The Crusader: Ayaan Hirsi Ali

“It makes me cringe when I hear references to Ayaan Hirsi Ali. An ex-Muslim, a former Dutch parliamentarian, and a feminist, Hirsi Ali is often trotted out as some sort of spokeswoman for moderate Islam. A few years back, she wrote a book (‘Infidel’) and produced a movie ‘Submission’) that condemn harsh treatment associated with Islam; since then, she’s been a celebrity. As blogger Shadi Hamid notes, ‘people seem intent on treating her as some kind of anointed spokeswoman for oppressed Muslim women, a reformer from within the faith or, worse, a kind of pseudo-Muslim Martin Luther’.

“But Hirsi Ali is no Martin Luther. She’s condescending, elitist, and inspires no respect amongst Muslims. Hamid points out that he has ‘yet to meet even one Muslim on the planet, secular or conservative, liberal or illiberal, who actually thinks that Hirsi Ali is helping the cause of internal Muslim reform’.”

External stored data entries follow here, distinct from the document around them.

PR #698, opened 2024-06-28
Solution

zave52:


app/main.py
```diff
@@ -1 +1,16 @@
-# write your code here
+import os
+
+
+def move_file(command: str) -> None:
+    file1 = command.split(" ")[1]
+    file2_path = command.split(" ")[2]
```
NazarSheremet, line 6:
```suggestion
    commands_list, file_out, file_in = commands_str.split()
```

app/main.py
```diff
@@ -1 +1,16 @@
...
+
+    for i in range(file2_path.count("/")):
+        path = "/".join(file2_path.split("/")[:i + 1])
+        if os.path.exists(path):
+            continue
+        os.mkdir(path)
```
NazarSheremet, line 12: Will be better to use os module functions `os.path.split()` to separate dir name and  `os.makedirs()` to create all dir tree

NazarSheremet (changes requested):
Need to fix suggestions

YuriiSmolii (approved):
LGTM

PR #705, opened 2024-07-11
Solution

YerepSemyon:


app/main.py
```diff
@@ -1 +1,13 @@
-# write your code here
+import os
+
+
+def move_file(command: str) -> None:
+    command, file_out, file_in = command.split()
```
vasylhnatiuk, line 5: you should check if command has 3 arguments before this line

vasylhnatiuk (changes requested):

PR #709, opened 2024-07-20
Implement move_file function

anton-bilous:


app/main.py
```diff
@@ -1 +1,31 @@
-# write your code here
+import os
+import shlex
+import shutil
```
MNDonut, line 3: let's don't use extra modules. the purpose of this task is to ensure that you know how to work with files without some unknown modules

MNDonut (changes requested):

app/main.py
```diff
@@ -1 +1,32 @@
...
+        command, source_path, destination_path = command.split()
+        if command != "mv":
+            raise ValueError("The command is not 'mv'")
+    except ValueError as e:
+        raise ValueError("The command is not valid") from e
+
+    if source_path == destination_path:
+        return
+
+    *source_path, source_file = source_path.split("/")
```
oliasymak24, line 15: Use os.path.split() instead

app/main.py
```diff
@@ -1 +1,32 @@
...
+def move_file(command: str) -> None:
+    try:
+        command, source_path, destination_path = command.split()
+        if command != "mv":
+            raise ValueError("The command is not 'mv'")
+    except ValueError as e:
+        raise ValueError("The command is not valid") from e
+
+    if source_path == destination_path:
+        return
```
oliasymak24, line 13: try not to use blank return here, make a backward condition

oliasymak24 (changes requested):

oliasymak24 (approved):

PR #710, opened 2024-07-21
Implemented main

OleksiukStepan:


app/main.py
```diff
@@ -1 +1,19 @@
-# write your code here
+import os
+
+
+def move_file(command: str) -> None:
+    parsed_command = command.split()
```
Oleksl888, line 5: you should check if the command is valid - check that it has 3 elements and contains `mv`

app/main.py
```diff
@@ -1 +1,19 @@
...
+    path = parsed_command[-1].split("/")
```
Oleksl888, line 6: 1. instead of using indexes, better use unpacking.
2. `os.path.split()` will be better here since it will correctly split on all systems

app/main.py
```diff
@@ -1 +1,19 @@
...
+    directory = ""
+
+    for i in range(len(path) - 1):
+        directory += path[i]
+        if not os.path.exists(directory):
+            os.mkdir(directory)
+        directory += "/"
```
Oleksl888, line 13: use `os.path.join`  to build correct path for a file

app/main.py
```diff
@@ -1 +1,19 @@
...
+
+def move_file(command: str) -> None:
+    parsed_command = command.split()
+    path = parsed_command[-1].split("/")
+    directory = ""
+
+    for i in range(len(path) - 1):
+        directory += path[i]
+        if not os.path.exists(directory):
+            os.mkdir(directory)
```
Oleksl888, line 12: you can use `mkdirs` to create directories inside directories

app/main.py
```diff
@@ -1 +1,19 @@
-# write your code here
+import os
+
+
+def move_file(command: str) -> None:
+    parsed_command = command.split()
+    path = parsed_command[-1].split("/")
+    directory = ""
+
+    for i in range(len(path) - 1):
```
Oleksl888, line 9: Your code does not handle case when destination path is directory: `mv file.txt dir1/dir2/`

app/main.py
```diff
@@ -1 +1,19 @@
...
+        directory += path[i]
+        if not os.path.exists(directory):
+            os.mkdir(directory)
+        directory += "/"
+    directory += path[-1]
+
+    with open(parsed_command[1], "r") as f:
```
Oleksl888, line 16: `f` and `c` are not very obvious names for file handles. also you can use tools from `shutil` lib or `pathlib` to move files

Oleksl888, line 16: you should also add error handling here - there's things that can go wrong when working with files: there can be mistake in name, file can be opened by other user etc

Oleksl888 (changes requested):

app/main.py
OleksiukStepan: I am not using os.path.join in next commit, because i already have got correct directory format with os.path.split(), but i understand your hint. Thank you.

app/main.py
```diff
@@ -1 +1,21 @@
...
+
+def move_file(command: str) -> None:
+    try:
+        assert len(command.split()) == 3, "Command should have 3 arguments"
+        assert command.split()[0] == "mv", "First command should be 'mv'"
+    except AssertionError as e:
+        print(e)
+        return
+
+    order, old_file, new_location = command.split()
```
oliasymak24, line 13: Better to put in to the begging of the function and use in this assert `assert command.split()[0] == "mv"`

oliasymak24 (changes requested):

oliasymak24 (approved):

PR #711, opened 2024-07-22
Implemented solution

dimak20:


app/main.py
```diff
@@ -1 +1,25 @@
...
+    if file == new_file:
+        return
+    if "/" not in new_file:
+        try:
+            shutil.move(file, new_file)
+        except FileNotFoundError:
+            print(f"{file} does not exist")
+        finally:
+            return
+    end_path = new_file.split("/")
```
oliasymak24, line 16: Use os.path.split() instead

oliasymak24 (changes requested):

app/main.py
```diff
@@ -1 +1,25 @@
-# write your code here
+import os
+import shutil
+
+
+def move_file(command: str) -> None:
+    _, file, new_file = command.split()
+    if file == new_file:
+        return
```
oliasymak24, line 8: try not to use blank return here, make a backward condition

app/main.py
```diff
@@ -1 +1,25 @@
...
+            shutil.move(file, new_file)
+        except FileNotFoundError:
+            print(f"{file} does not exist")
+        finally:
+            return
+    end_path = os.path.split(new_file)
+    directory = end_path[:-1]
+    file_name = end_path[-1]
+    path_for_directory = os.path.join(*directory)
+    path_for_file = os.path.join(*directory, file_name)
```
oliasymak24, line 20: What is the differene between new_file and path_for_file?

oliasymak24 (changes requested):

app/main.py
dimak20: I tried considering the case when I recieve path with "/" but need to move/create file in another OS where other type of paths are used

MNDonut (approved):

Jeb Koogler at The Moderate Voice, 24 October 2007

‘Islamisation of Europe’ suffers setback in Netherlands

There are significantly fewer Muslims in the Netherlands than previously believed, the country’s Central Bureau for Statistics said Wednesday, after a review of its census techniques. The CBS said it was cutting estimates to 850,000, or 5.2 percent of the country’s 16.3 million population, from 1 million, or 6.1 percent.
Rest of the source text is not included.